El escenario: una comida de reposo y una emboscada sigilosa
Lucas nos informa que Jesús fue invitado a cenar con un «fariseo prominente». Aunque los fariseos eran conocidos por oponerse a Cristo, Jesús seguía relacionándose con ellos durante las comidas. El término griego traducido como «observaban atentamente» sugiere que lo hacían sigilosamente, con el rabillo del ojo, posiblemente tratando de pillar a Jesús cometiendo alguna transgresión. Como era sábado, podría haber sido una trampa para desacreditarlo por curar, un acto que ellos creían que debía dejarse descansar ese día.

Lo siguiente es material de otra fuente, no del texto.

PR #695, opened 2026-08-09
Close the remaining review findings from the #694 round

timujinne:
#694 merged at its third commit; the work after that never reached main. This is
that remainder, rebuilt onto current main.

**Dropped deliberately:** my version of the comment-less guard. `80fc6784`
replaced it with a better one — mine required a positive "there is no comment"
and fell through to the destructive branch on any failure to answer, while
`comment_literally_says_one?/1` requires a positive "the comment reads 1" and
treats everything else as unknown. That is the right direction and it is already
in main.

## Still live on main

**`mix phoenix_kit.status --verbose` crashes.** The non-verbose path reports the
unreadable-comment state correctly; `show_installation_diagnostics/2` has no
clause for it, so the run dies with `CaseClauseError` right after printing a
correct tree. This is the clause a previous commit message claimed and did not
contain.

## Introduced by #694 and fixed here

**A flaky FK probe aborted the entire chain run.** Moving V164's post-ADD check
to `fk_shape_present/5` was right for correctness and wrong for failure mode:
that probe raises, while the `fk_exists?/3` it replaced returned false. V164 has
no `rescue` and no `run_isolated/3` equivalent, so one failed catalog read on one
of ~70 constraints aborted mid-run — earlier repairs already auto-committed under
`@disable_ddl_transaction`, `COMMENT … IS '164'` never reached, whole version
replays next time. A probe failure is now a `{:failed, …}` entry in the summary.

## Pre-existing, found by the same review

- **`comments_fk_on_delete/1` matched by name alone.** A CHECK, or an FK on a
  different column, owning `fk_comments_user_uuid` answered for the real one — a
  `confdeltype` of `'n'` from an impostor reads as "already SET NULL", so
  `repair_comments_fk/2` returns `[]` and the genuinely missing FK is never
  created. Now anchored on `contype`, arity and column. `fk_validated?/3` stays
  name-only and now documents why: every caller reaches it through the shape gate.
- **`Repair.Probe` collapsed a corrupt comment into "absent".** Both returned
  `nil`, so `adopt_required_message/0` said the comment was "missing" while the
  table held `v164`, and `--adopt` stamped the floor over it — destroying the only
  record of what the last operator believed, in the state where that belief is the
  most useful thing available. A fourth value, `:unparseable`, maps to its own
  `:comment_unreadable` branch that refuses rather than adopting.
- **`estimated_rows/3` reported a never-analyzed table as 0 rows.** PostgreSQL
  ≥ 14 leaves `reltuples = -1` until the first vacuum or analyze — `pg_restore`,
  `CREATE TABLE AS`, logical replication, autovacuum off. Measured: 200k rows read
  as zero, so the size guard passed and V163 would take `ACCESS EXCLUSIVE` for a
  full rewrite on exactly the table the limit exists to protect. It now returns
  `:unknown`, V163 defers on it, and `mix phoenix_kit.repair_uuid` prints
  "size unknown — never analyzed" instead of "~0 rows" to whoever is sizing the
  maintenance window.
- **V163's deferral text named a remedy that cannot work** on a table that is
  also uncastable — since the reorder, such a table takes that branch.

## Verification

`test/phoenix_kit` — 1153 tests, 38 doctests, 0 failures (359 excluded: the
integration half, no database reachable). `mix format --check-formatted`,
`mix compile --warnings-as-errors`, `mix credo --strict` (10297 mods/funs) clean.

⚠️ `mix dialyzer` halts on this branch, on two `LocaleSlug` warnings in
`lib/phoenix_kit/utils/slug.ex` — a file this branch does not touch, with no
entry in `.dialyzer_ignore.exs`. Pre-existing, so `mix quality` / `precommit`
fail here for a reason unrelated to this PR; worth someone's attention
separately.

`@version` and `CHANGELOG.md` untouched.

### DIFF
--- a/lib/mix/tasks/phoenix_kit.repair_uuid.ex
+++ b/lib/mix/tasks/phoenix_kit.repair_uuid.ex
@@ -93,11 +93,21 @@ defmodule Mix.Tasks.PhoenixKit.RepairUuid do
     if UUIDIntegrity.castable?(repo, qualified, table) do
       rows = UUIDIntegrity.estimated_rows(repo, prefix, name)
 
+      # `:unknown` is said out loud rather than printed as a number. This task
+      # is the maintenance-window path the migration defers TO, so the operator
+      # deciding whether they have a window needs to know the size is a guess
+      # nobody has ever taken — not read "~0 rows" and size the window for it.
+      size =
+        case rows do
+          :unknown -> "size unknown — never analyzed"
+          n -> "~#{n} rows"
+        end
+
       Mix.shell().info([
         :cyan,
         "\n#{name}",
         :reset,
-        " (~#{rows} rows) #{UUIDIntegrity.describe(table)}"
+        " (#{size}) #{UUIDIntegrity.describe(table)}"
       ])
 
       announce_duplicates(repo, qualified, table)
--- a/lib/mix/tasks/phoenix_kit.status.ex
+++ b/lib/mix/tasks/phoenix_kit.status.ex
@@ -482,6 +482,16 @@ defmodule Mix.Tasks.PhoenixKit.Status do
       {:unreachable, reason} ->
         IO.puts("  Database unreachable: #{inspect(reason)}")
 
+      # The non-verbose path reports this state; without a clause here the
+      # SAME run crashed with CaseClauseError the moment `--verbose` was added
+      # to it — after printing a correct tree, which is the worst place to die.
+      {:unknown_version} ->
+        IO.puts("  Current version: unreadable — the table exists but its")
+        IO.puts("  version comment is missing or is not a plain integer.")
+        IO.puts("  Establish the real state and restamp it by hand:")
+        IO.puts("    mix phoenix_kit.doctor")
+        IO.puts("    COMMENT ON TABLE #{prefix}.phoenix_kit IS '<version>';")
+
       {:up_to_date, version} ->
         IO.puts("  Current version: V#{pad_version(version)}")
         IO.puts("  Target version: V#{pad_version(Postgres.current_version())}")
--- a/lib/phoenix_kit/migrations/postgres/v163.ex
+++ b/lib/phoenix_kit/migrations/postgres/v163.ex
@@ -131,13 +131,17 @@ defmodule PhoenixKit.Migrations.Postgres.V163 do
       # table that prompted this work is an events table, and had it been uuid-
       # typed-but-keyless it would have taken an index build over every row
       # during `mix ecto.migrate` — exactly the outage this limit exists to stop.
-      UUIDIntegrity.estimated_rows(repo(), prefix, name) > limit ->
+      too_big_or_unmeasured?(UUIDIntegrity.estimated_rows(repo(), prefix, name), limit) ->
         Logger.warning("""
         [PhoenixKit V163] #{name}: #{UUIDIntegrity.describe(table)} — but the \
-        table holds more than #{limit} rows. Skipped: the repair takes an ACCESS \
-        EXCLUSIVE lock for a full pass over the table. Run this in a maintenance \
-        window, where the key can be built CONCURRENTLY:
+        table is over #{limit} rows, or has never been analyzed so its size is \
+        unknown. Skipped: the repair takes an ACCESS EXCLUSIVE lock for a full \
+        pass over the table. Run this in a maintenance window, where the key can \
+        be built CONCURRENTLY:
           mix phoenix_kit.repair_uuid #{name}
+        That command reports the row count, and refuses with the offending values \
+        if the column holds anything that is not a valid UUID — fix those first if \
+        it does, because no repair can convert them.
         `mix phoenix_kit.doctor` will keep reporting it until you do.
         """)
 
@@ -156,6 +160,15 @@ defmodule PhoenixKit.Migrations.Postgres.V163 do
         run_isolated(qualified, prefix, table)
     end
   end
+
+  # `:unknown` defers, exactly as an over-limit count does. The guard exists to
+  # keep an unbounded ACCESS EXCLUSIVE pass out of `mix ecto.migrate`, and "we
+  # never measured this table" is not evidence that the pass is bounded. The
+  # cost of being wrong is asymmetric: deferring leaves the table unrepaired and
+  # loudly reported by `doctor`, while proceeding can lock a large table for the
+  # length of a deploy.
+  defp too_big_or_unmeasured?(:unknown, _limit), do: true
+  defp too_big_or_unmeasured?(rows, limit) when is_integer(rows), do: rows > limit
 
   # Deleting rows is the only destructive thing V163 does, so it is never
   # silent — an operator reading the deploy log sees the count before the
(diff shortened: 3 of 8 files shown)


timujinne:
## Post-merge review — chain #689 → #694 → #695 → #696 (two-track ultra-review)

Two independent review tracks (3-pass A: broad → deepen → verify/narrow; 2-pass B: broad → deepen), each on the default model, then reconciled. Both tracks read files at chain HEAD `855c17f9` and re-derived the load-bearing claims against source. **No runtime execution** — no Elixir/PG available to either track, so closure claims rest on code-reading + Ecto source inspection.

**Headline:** the two tracks are strongly convergent, not contradictory. They agree on every cross-cutting verdict. One HIGH-severity finding raised in A1 (mentions "drops every @-ping") was **refuted** by both tracks against Ecto source. The one finding worth acting on before release is **MEDIUM, B-only**.

---

### ✅ Verified CLOSED — chain's headline claims hold

**#695 closes all six #694-round findings** (full A/B consensus, re-derived end-to-end):
1. `read_comment/2` nil/corrupt conflation → `probe.ex:94` returns `:unparseable`; `comment_policy.classify(:unparseable,...) -> :comment_unreadable`; `--adopt` cannot stamp over it (routes to error, never to `run_adopt_branch`).
2. `estimated_rows` collapsed `reltuples = -1` to `0` → `uuid_integrity` returns `:unknown`, guarded.
3. `status --verbose` crash on `{:unknown_version}` → handled.
4. V164 post-ADD probe raised mid-run → wrapped in `try/rescue`.
5. `comments_fk_on_delete` read by name alone → anchored on `contype='f'` + arity + column.
6. V163 deferral text → fixed.

No seventh finding dropped. #694's own BUG-HIGH items were fixed in the #694 pass (`common.ex:200`), correctly outside #695's scope.

**#696 closes both F-2 and F-7 from the #691 round, no same-series sibling left fail-open.** Both tracks audited every actor-gated write in `auth.ex`: `update_user_status/3`, `toggle_user_confirmation/2` now have the three-branch shape; `admin_update_user_password/3` already fail-closed; `delete_user/2` fail-closed by a different mechanism. `git grep "_system ->" auth.ex` → nothing. **No sibling left open.**

---

### 🔴 B-#1 · MEDIUM · Differ NOT-NULL masking defeats `--adopt`'s clean gate

`differ.ex:222` `reason_not_null(reasons, %{not_null: true, default: nil}, _observed)` short-circuits and never compares `_observed`. Three sharpenings Track B alone made:

1. **Blast radius is the dominant class, not a corner case:** 632 manifest shapes match `%{not_null:true, default:nil}`, 170 of them `type:"uuid"` — the V56/V57 flush-fallout columns V164 exists to repair.
2. **`--adopt` is defeated:** `floor_verify_clean?/1` (`comment_policy.ex:213`) cannot see the suppressed `:wrong_shape`, so a comment-less DB whose `*_uuid` PKs/FKs are nullable **passes the clean gate and gets the floor stamped over unconverged drift**. This raises it from "verify under-reports" to "the adopt contract can be silently violated."
3. **Masks a known manifest/migration disagreement:** `changed_by_uuid` is deliberately nullable in V164 (`ON DELETE SET NULL`) but the manifest says NOT NULL (`expected_schema.ex:29786`) — the exclusion hides the disagreement rather than surfacing it.

**Fix:** in `differ.ex:222` and/or a "just-created" gate in `repair.ex:587` `presence_present_finding`. The `--adopt` sharpening is the release-impacting part. Also resolve the `changed_by_uuid` manifest/migration disagreement so the differ stops hiding it.

---

### Next (low-effort hardening, batchable)

- **B-N1 · LOW** `postgres.ex:619 plan_up/3` + `:704,:721` parsers lack the `n > 0` guard that `Probe.read_comment/2` (`probe.ex:94`) enforces. A hand-edited comment `'-5'` → `{:run_delta, -4..166}` → `Module.concat([Postgres, "V-4"])` → opaque `UndefinedFunctionError` before any DDL. Status path is safe (`current_version > 0` guard). Notably `probe.ex:90-92` already documents this exact risk on the path it guards.
- **B-N2 / A-N6 · LOW** `mentions.ex:771-776` `claim_for_delivery`: drop `returning: false` *and* collapse the `case` to `{count, claimed} when is_list(claimed)` so the silent-`[]` trap cannot exist under a future Ecto precedence change. Correct today; latent.
- **A-N1 · LOW** `v164.ex:827`: literal `'user_uuid'` should be `'#{@comments_fk_column}'` for consistency with the rest of the query. Identical value today, no functional bug.
- **B-#2 · LOW** `v164.ex:654-655`: FK-retry summary says "re-running does not retry them" — accurate for FK constraints but the NOT-NULL path *does* retry. One-line scoping fix.

### Optional (cleanup / docs / test gaps)

- **A-N3** `access_requests.ex:114,118` `grant/2`/`deny/2` have no in-repo caller and no authz check; a host could wire `grant/2` without authz. `@doc` warning or authz check.
- **A-N5** `mentions.ex:657,759` `notify/2` + `claim_for_delivery/1` have no in-repo caller → the claim/deliver path is untested. Add a regression test so the `select: m.uuid` clause (the thing that makes it correct) can't be silently removed.
- **A-N2** `auth.ex:1305,1329` `admin_confirm_user/1`/`admin_unconfirm_user/1` are unguarded primitives (callers today are gated). Rename or `@doc`-warn.
- **B-#4** `mentions.ex:514-519` `escape_md` escapes only `\ [ ] \`` — `(`,`)`,`_`,`*`,`!` in operator-settable titles can malformed link rendering.
- **B-#5 · NEGLIGIBLE** `uuid_fk_columns.ex:397,401,409,419` docstrings say `V163`, consumer is `v164.ex`. `s/V163/V164/`.

### Watch (open by design — flag at release time)

- **pgcrypto non-public schema:** `verify/1` shows permanent spurious `:wrong_shape` on the uuid function; repair converges via the helper. Noisy, not blocking. Confirm operator runbook note exists.
- **`idx_publishing_posts_group_slug` predicate contradiction** (manifest revs 59/62 `predicate: nil` vs rev 164 `predicate: "(slug IS NOT NULL)"`): self-heals after V164; only affects pre-V164 DBs at version 59-163.
- **Stale `chain_hash` blocker:** 2 failures in `phoenix_kit_release_check_test.exs` since #692 — **predates this chain, not closed by it.** Track separately.

---

### Cross-cutting verdict

**Did #695 really close all #694-round findings? Yes — all six, high confidence.** Two findings #694 deliberately left open (pgcrypto, idx predicate) are open by design, both tracks agree. No finding was dropped or silently partial.

**The residual risk is operational, not logical:** B-#1 (Differ NOT-NULL masking) is a separate, pre-existing verify blindness that #695 did not address and was not asked to address — but it means that on `*_uuid` columns, `verify/1` (and therefore `--adopt`'s clean gate) can report convergence that hasn't happened. That does not contradict "#695 closed its six findings"; it is a distinct gap surfaced by this review for the release decision.

*Full artifact trace (prep, both tracks' iterations, synthesis) in internal review directory. Method: two-track ultra-review, both tracks on the default model, reconciled by a fresh synthesizer.*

Entender la hidropesía: el hombre «ahogado» en su propio cuerpo
Examinemos la vida y el sufrimiento del hombre con hidropesía, ahora conocida como edema. Esta afección provoca la hinchazón de partes del cuerpo debido a la acumulación de líquido, lo que hace que parezcan grotescamente agrandadas. En cierto modo, se estaba ahogando en su propio líquido corporal. El edema suele ser consecuencia de una insuficiencia cardíaca, renal o hepática. Dada su condición, estaba cerca de la muerte. Lucas no especifica qué partes de su cuerpo se hincharon, pero era obvio para todos los presentes. Si se le habían hinchado las piernas, le habría costado caminar o mantenerse de pie. La multitud religiosa no mostró ninguna preocupación por él; solo lo veían como un medio para atrapar a Jesús. Jesús intuyó que se avecinaba una emboscada. El enfermo no era más que un cebo en la trampa de los fariseos. Los líderes religiosos creían en general que el sufrimiento y la pobreza de los pobres eran castigos de Dios.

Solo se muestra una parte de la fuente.